Die wenigen Einzelhändler, die noch in der Niederburg ausharren, haben von den Gassenfreitagen und den anderen geplanten Veranstaltungen keinen Vorteil – im Gegenteil – denn die Läden sind leer, wenn draussen vor der Tür der Punk abgeht.
Mag sein, dass die Kneipiers sich freuen. Aber die Aufenthaltsqualität im ältesten Konstanzer Stadtteil dümpelt am unteren Rand der Möglichkeiten. Um die Niederburg nachhaltig attraktiver zu machen, muss dieser Stadtteil auch als gute Einkaufsadresse und besonderes Wohnquartier wahrgenommen werden – dann käme eine dauerhafte Belebung ganz von allein. Von diesem Ziel sind wir aber noch sehr weit entfernt……
Die Niederburg lebt schon jetzt, immer noch und ist nicht dem Untergang geweiht, wie man dem Vorgehen des Vereins „Niederburg – vital“ entnehmen könnte. Die „Gassenfreitage“ sind nicht anderes mehr als kleine Stadtteilfeste. Ja, es gibt noch ein paar Einzelhändler die geöffnet haben, aber das gros hat diese Fress-, Sauf-, und Lärmveanstaltung doch schon den Rücken gekehrt. Was einem da als Anwohner allmonatlich begegnet grent ist unwirklich: irgendwelche stellen selbstgemalte Verkehrsschilder auf, dass die Durchfahrt verboten ist. Wenn ich, wie jeden Freitagabend gegen 20 Uhr nach Hause komme und wie jeden Freitag vor meinem Haus ausladen will, muss ich mich durch einen Haufen ungläubig Glotzender durchwühhlen und mir Anfeindungen gefallen lassen. Auch dass immer mehr nicht-Niederburg-Ansässige-Händler ihre Tische aufschlagen, ist wohl nicht ganz im Sinne des Erfinders.
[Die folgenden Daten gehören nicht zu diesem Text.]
PR #374, opened 2017-05-31
Do not cast IEC constants to u64

mulkieran:
They are u64 already.


mulkieran:
@agrover review?

PR #375, opened 2017-06-01
Resolve workaround and rely on FromIterator

agrover:
I noticed the comment in `BlockDevMgr::record` and spent some time trying to resolve the worked-around issue. This patch also takes advantage of some slick Rust support for turning a `Vec<Result<T>>` into `Result<Vec<T>>` where it will return the first `Err`, or the collection. I found one other spot where this feature helped. Other spots where we have a `Vec<Result<T>>` didn't seem to benefit as much, in my opinion, so I left them.

### DIFF
--- a/src/engine/strat_engine/blockdevmgr.rs
+++ b/src/engine/strat_engine/blockdevmgr.rs
@@ -142,24 +142,13 @@ impl BlockDevMgr {
 
 impl Recordable<HashMap<String, BlockDevSave>> for BlockDevMgr {
     fn record(&self) -> EngineResult<HashMap<String, BlockDevSave>> {
-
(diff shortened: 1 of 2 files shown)


src/engine/strat_engine/blockdevmgr.rs
```diff
@@ -142,24 +142,13 @@ impl BlockDevMgr {
...
-                }
-                Err(err) => return Err(err),
-            }
-        }
-        Ok(result)
+        self.block_devs
+            .iter()
+            .map(|bd| {
+                     bd.record()
+                         .and_then(|bds| Ok((bd.uuid().simple().to_string(), bds)))
```
mulkieran: ```bds``` looks like a plural. ```bdsave``` is better.

PR #380, opened 2017-06-01
update pool::uuid() to return a PoolUuid

trgill:
Patch fixes what I think was just a typo.


trgill:
@agrover @mulkieran I think this is trivial - but I seem to curse myself whenever I use that label. :-)

PR #395, opened 2017-06-06
set thindev allocated for filesystem to a default size of 1 TiB

trgill:
Also updated StratPool::initialize() to use the  DATA_LOWATER constant.


agrover:
👍

PR #397, opened 2017-06-07
Abstract the action of putting filesystem properties on the D-Bus

mulkieran:
Now that we put two normal properties belonging to the fileystem, it is
time to abstract getting a handle on the filesystem into some kind of
generic method. Passing a function that actually gets the property seems
like a good approach.


mulkieran:
@agrover @trgill review?

agrover:
looks great! merging.

PR #401, opened 2017-06-09
Get rid of a stray 'extern' directive

mulkieran:
We already indicate that rand is external at top level.


mulkieran:
@trgill review?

Und für den Dreck auf der Strasse und das Gegröhle nachts sind dann etliche der „Vital“-Freunde auch nicht mehr zuständig, da sie ja hier nicht wohnen. Für mich hat diese Veranstaltung ihr ursprüngliches Ziel verfehlt. Da kommen doch keine Nachhaltigen Umsatzsteigerungen oder gar bessere Kundenbindungen heraus.